## WHAT THE TASK REQUIRES
From the line containing "Adding CockroachDB Version Validator" through the final line of the records, reproduce every line exactly.

## DATA TO USE
PR #299, opened 2021-01-25
replace tls.crt and tls.key to our internal node.crt and node.key nam…

keith-mcclellan:
…ing convention

The database requires the files presented to the database for node to node mTLS be called node.crt and node.key.  For some reason the operator has been generating keys named tls.crt and tls.key and then renaming them as they get projected into the statefulset.  This PR brings us in compliance with the naming standard used by the rest of our tooling.


keith-mcclellan:
@chrislovecnm will this break us requesting a cert from the k8s CA?  Intent here is to just change the default name for the node cert and key in the secret is being injected as so it will match what we would do manually.

vladdy:
@keith-mcclellan Just to give you a bit of background on that, `tls.key` and `tls.crt` are the names used widely for the SSL certificates in Kubernetes (i.e. in `cert-manager` which as it appears becoming a standard). I did not check where the convention is coming from though.

If you change the names, please consider leaving a way to overwrite them as, otherwise, it can become really hard to integrate the operator with Kubernetes native SSL management solutions.

chrislovecnm:
@keith-mcclellan can we close this and do we have an issue open?  We need to access the secret and read the name of the certificate, and then modify the stateful set accordingly, rather than doing what we are doing.

chrislovecnm:
Closing this for now.

PR #301, opened 2021-01-26
fix example.yaml link

taroface:
Fixes https://github.com/cockroachdb/docs/issues/9461.

PR #316, opened 2021-02-06
Fix link to example.yaml

bhearsum:
The current link is a 404.


bhearsum:
I see this is a dupe of #301, whoops!

Issue #305, opened 2021-02-01
Status update improvements


chrislovecnm:
Once we have improved the Status capability via the OpenShift work, all of our actors need to update the status as they do work.  This will allow for better debugging functionality, and also, this will allow different actors to not do operations on a cluster when an error has occurred.  The operator has little functionality that allows the operator to stop working on a cluster, even if an error has occurred.  This can cause issues when say, an upgrade fails.  We do have some error handling, but it is limited.

chrislovecnm:
@keith-mcclellan thoughts?

keith-mcclellan:
how useful would this be outside of an OpenShift based deployment?  If it will work generically it's worth considering, otherwise we should put this in the backlog of future work.

alinadonisa:
@keith-mcclellan , @chrislovecnm  it is already in progress and used on Openshift. For now it is very generic and simple. It sets 3 states: Failed, Starting and Finished. Starting is the state used mainly for Openshift to skip the timeout. Failed it logs the errors from the operator and Finished will signal that the reconciliation of the CRD finished without any error on any steps.

keith-mcclellan:
As long as this work isn't so openshift specific that we end up having to reimplement this logic to work properly in a generic k8s environment I agree this is necessary for our next release

chrislovecnm:
This is needed cross platform

chrislovecnm:
This is complete.  Closing

Issue #286, opened 2021-01-17
Add new cockroachVersion field


alinadonisa:
1. Implement a new API field for CRDB version
2. When we have an image name and not the cockroachVersion API field, we need to create a Job that spins up a container and parses the CRDB version, from cockroach --version.
3. The job is created each time to check the version.

chrislovecnm:
@johnrk this is done. Can we close

PR #319, opened 2021-02-16
Adding CockroachDB Version Validator

alinadonisa:
- Add version checker action: Issue https://github.com/cockroachdb/cockroach-operator/issues/286
- Add cluster Status: Issue https://github.com/cockroachdb/cockroach-operator/issues/305 
- Fix for  //hack:update-codegen


alinadonisa:
It should be into master  not from master.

## TASK ANSWER
Adding CockroachDB Version Validator

alinadonisa:
- Add version checker action: Issue https://github.com/cockroachdb/cockroach-operator/issues/286
- Add cluster Status: Issue https://github.com/cockroachdb/cockroach-operator/issues/305 
- Fix for  //hack:update-codegen


alinadonisa:
It should be into master  not from master.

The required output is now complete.